Add MPICH2 as parallel environment to SGE

Use qmon from SGE to manually add MPICH2 as parallel environment to SGE. Description of PE can be found here: http://gridengine.sunsource.net/howto/mpich2-integration/mpich2-integration.html

Configure Interix

Simple configuration needs to be done, so that Interix will start after network drive with SGE (drive X:) is mounted on Windows machine. Then, SGE can be started automatically by Interix startup script. To do that, add dependency to the Windows Registry:

  • open regedt32
  • Go to: HKEY_LOCAL_MACHINE\SYSTEM\CurrentControlSet\Services\Interix and add string value named “DependOnService” with value “AutoExNT”.
  • Copy and adjust one of the Interix startup scripts from /etc/init.d to start SGE.
  • Add symbolic links to sge start script in /etc/rc2.d

Then, after Windows machine restart all network connections should be up, network drive X: (with SGE) should be mounted and Interix startup script should start SGE exec daemon.
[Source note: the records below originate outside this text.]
Issue #1433, opened 2018-05-24
HTTPClient setTimeout hasn't any effect


fabianoriccardi:
### Hardware:
Board:							 Lolin D32
Core Installation/update date:			24/May/2018
IDE name:							Arduino IDE
Flash Frequency:					40Mhz
Upload Speed:						921600

### Description:
While using the WiFiClient library, the method setTimeout() does't work. I mean, it seems always fixed to certain among (around 18seconds). The code is showed below...You can see that I call setTimeout twice to be sure to set the proper value, but still doesn't work.

The code below is reporting the library example, enriched with setTimeout() method.

### Sketch:
```cpp
void loop(){
// wait for WiFi connection
    if((wifiMulti.run() == WL_CONNECTED)) {

        HTTPClient http;
        http.setTimeout(1000);
        USE_SERIAL.print("[HTTP] begin...\n");
        // configure traged server and url
        
        http.begin("http://192.168.0.101/index.html"); //HTTP
        http.setTimeout(1000);
        USE_SERIAL.print("[HTTP] GET...\n");
        // start connection and send HTTP header
        int start=millis();
        int httpCode = http.GET();
        int end =millis();
        Serial.println(String("Effective timeout: ") + (end-start));
        // httpCode will be negative on error
        if(httpCode > 0) {
            // HTTP header has been send and Server response header has been handled
            USE_SERIAL.printf("[HTTP] GET... code: %d\n", httpCode);

            // file found at server
            if(httpCode == HTTP_CODE_OK) {
                String payload = http.getString();
                USE_SERIAL.println(payload);
            }
        } else {
            USE_SERIAL.printf("[HTTP] GET... failed, error: %s\n", http.errorToString(httpCode).c_str());
        }

        http.end();
    }

    delay(5000);
}
```

### Debug Messages:
```
[HTTP] begin...
[HTTP] GET...
Effective timeout: 18242
[HTTP] GET... failed, error: connection refused
[HTTP] begin...
[HTTP] GET...
Effective timeout: 18498
[HTTP] GET... failed, error: connection refused
```

pcbtborges:
You are using a method that I tried and did not work and it does not seem to be a timeout problem.
Try something like the following:
`//#include <WiFi.h>
#include <HTTPClient.h>

const char* ssid     = "Skynet";
const char* password = "xxx";
const char* host     = "192.168.66.104";
const char* protStr  = "http://";

int    jd    = 1234567;
char  *area  = "Area01";
[...]

PR #2606, opened 2019-03-23
Add server connect timeout to HTTPClient

boarchuz:
The existing setTimeout() function is effective only once the client is already connected to the server. Therefore, if there is a problem establishing a connection to the server in the first place (eg. it is offline), connect() will block for up to ~20 seconds regardless of the value passed to setTimeout. 
See https://github.com/espressif/arduino-esp32/issues/1433

This PR introduces a separate, self-explanatory function - setConnectTimeout(int32_t connectTimeout) - to HTTPClient, which simply takes advantage of the WiFiClient connect timeout functionality recently introduced here: https://github.com/espressif/arduino-esp32/pull/2383

### DIFF
--- a/libraries/HTTPClient/src/HTTPClient.cpp
+++ b/libraries/HTTPClient/src/HTTPClient.cpp
@@ -429,6 +429,15 @@ void HTTPClient::setAuthorization(const char * auth)
 }
 
 /**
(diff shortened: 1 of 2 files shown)


me-no-dev:
nice!

tonydee2377:
Thank you!
with this instruction you have saved me.

PR #2607, opened 2019-03-24
Fix AsyncUDP receive memory leak

jweigelt:
If _handler is set, pbuf_free is not called. ~AsyncUDPPacket() calls pbuf_free once but only after calling pbuf_ref in it's constructor. The refcount never reaches zero and the memory allocated for pbuf is never released.


me-no-dev:
aahhh!!! nice find! maybe just not ref in the constructor. I think that is a better option?

me-no-dev:
Thought of it, you are correct :) this is a better way. Merging..

PR #2610, opened 2019-03-25
Added PATCH request to HTTPClient

buddemat:
In addition to the existing GET, POST, PUT,... methods, I have added a PATCH call, so that RESTful APIs with the respective functionality can be accessed more easily.


me-no-dev:
thanks! nice :)

PR #2629, opened 2019-04-01
update getLocalTime().

a-c-sreedhar-reddy:


a-c-sreedhar-reddy:
ms should not be given zero right. I think ms here is timeout milliseconds.

lbernstone:
Nope.  If it is 0, it should be able to immediately return a false.  This means time is not synched (maybe the network is not yet connected), and it can be used in synchronous processing.  I don't understand the issue you are fixing with this.

me-no-dev:
It simplifies the method and eliminates repetitive code. Penalty will really be microscopic. I will accept it :)

PR #2641, opened 2019-04-06
Hide log_v behind conditional define, reduce excessive logging

stickbreaker:
@cyberman54 from #2250 recommended reducing unnecessary logging.  There have not been any reported problems with i2c and cpu frequency changes since it was implemented in the 1.0.1 release. This pr hides these verbose log reported behind the `ENABLE_I2C_DEBUG_BUFFER` define.  They will be available if necessary, but normally will not be included in compiled code.

Chuck.


me-no-dev:
do people use verbose a lot?

PR #2623, opened 2019-03-30
Added 2 ffat partition schemes for 4MB modules + improved descriptions.

marcmerlin:
Existing format options were unclear on how much spiffs you were
getting. Also add missing 1MB App/3MB Spiffs split.
This addresses https://github.com/espressif/arduino-esp32/issues/1799

This makes it very clear what each option gives you, and also adds 2 options
to get ffat on 4MB chips..

PR #2588, opened 2019-03-15
Add support for ffat on 4MB ESP32 Dev Module and mhetesp32minikit board.

CelliesProjects:

PR #2649, opened 2019-04-10
Also show how space is allocated for the default partitions

marcmerlin:
Make all the partitions descriptions consistent, they now all show what space allocation you get.


marcmerlin:
followup to https://github.com/espressif/arduino-esp32/pull/2623 and https://github.com/espressif/arduino-esp32/pull/2588 to make it clear what you get from the 2 defaults

me-no-dev:
done :)

PR #2652, opened 2019-04-10
Properly allocate string and remove warning

skrenes:
The former way generates the following warning:
ISO C++ forbids converting a string constant to 'char*'

This change makes a character array the size of the string with null ending. It's clearer and gets rid of the warning.


me-no-dev:
Actually proper fix is to change it to `const char *` :)

skrenes:
> Actually proper fix is to change it to `const char *` :)

Agreed! A lapse in my judgment.

me-no-dev:
Thanks :)

PR #2655, opened 2019-04-11
Improve _uploadReadByte

vicatcu:
This change, without really understanding why, makes WebServer OTA less likely to fail with a broken pipe, and has been empirically demonstrated to recover from a condition that would otherwise prematurely terminate the connection during file transfer.

### DIFF
--- a/libraries/WebServer/src/Parsing.cpp
+++ b/libraries/WebServer/src/Parsing.cpp
@@ -304,10 +304,27 @@ void WebServer::_uploadWriteByte(uint8_t b){
 
 int WebServer::_uploadReadByte(WiFiClient& client){
   int res = client.read();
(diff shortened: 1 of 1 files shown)


vicatcu:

All automatically, with no need of user logging.


Post-install check

Ok, so now you should have:

  • Linux master host with: NIS and NFS servers, SGE master and SGE exec daemons and smpd running.
$ pgrep -l sge
2334 sge_execd
2399 sge_qmaster
2656 sge_schedd
$ pgrep -l smpd
2773 smpd
  • Linux execution hosts with: mounted /usr/SGE from master host, SGE exec and smpd daemons running.
  • Windows execution hosts with: mounted /usr/SGE as network drive X:, smpd daemon running (from Windows version of MPICH2) and Interix with SGE exec daemon.

Test

To test the installation, create simple MPI program (or use example from mpich2/examples) and compile it on both both platforms:

  • on Linux: gcc -I/usr/SGE/mpich2/include -L/usr/SGE/mpich2/lib -lmpi -ompi-test mpi-test.c
  • on Windows: use Dev-Cpp with arguments -I”C:\Program Files\MPICH2\include” -L”C:\Program Files\MPICH2\lib” -lmpi

Then copy output binary files to the one of the directories from $PATH, both on Windows (e.g. C:\WINNT\system32) and Linux (ex. /usr/bin/). Create script (examples in /usr/SGE/examples) that executes mpirun:

mpirun -n $NSLOTS -machinefile $TMPDIR/machines -pwdfile /usr/SGE/credentials mpi-test

It should give you proper results (I hope...)!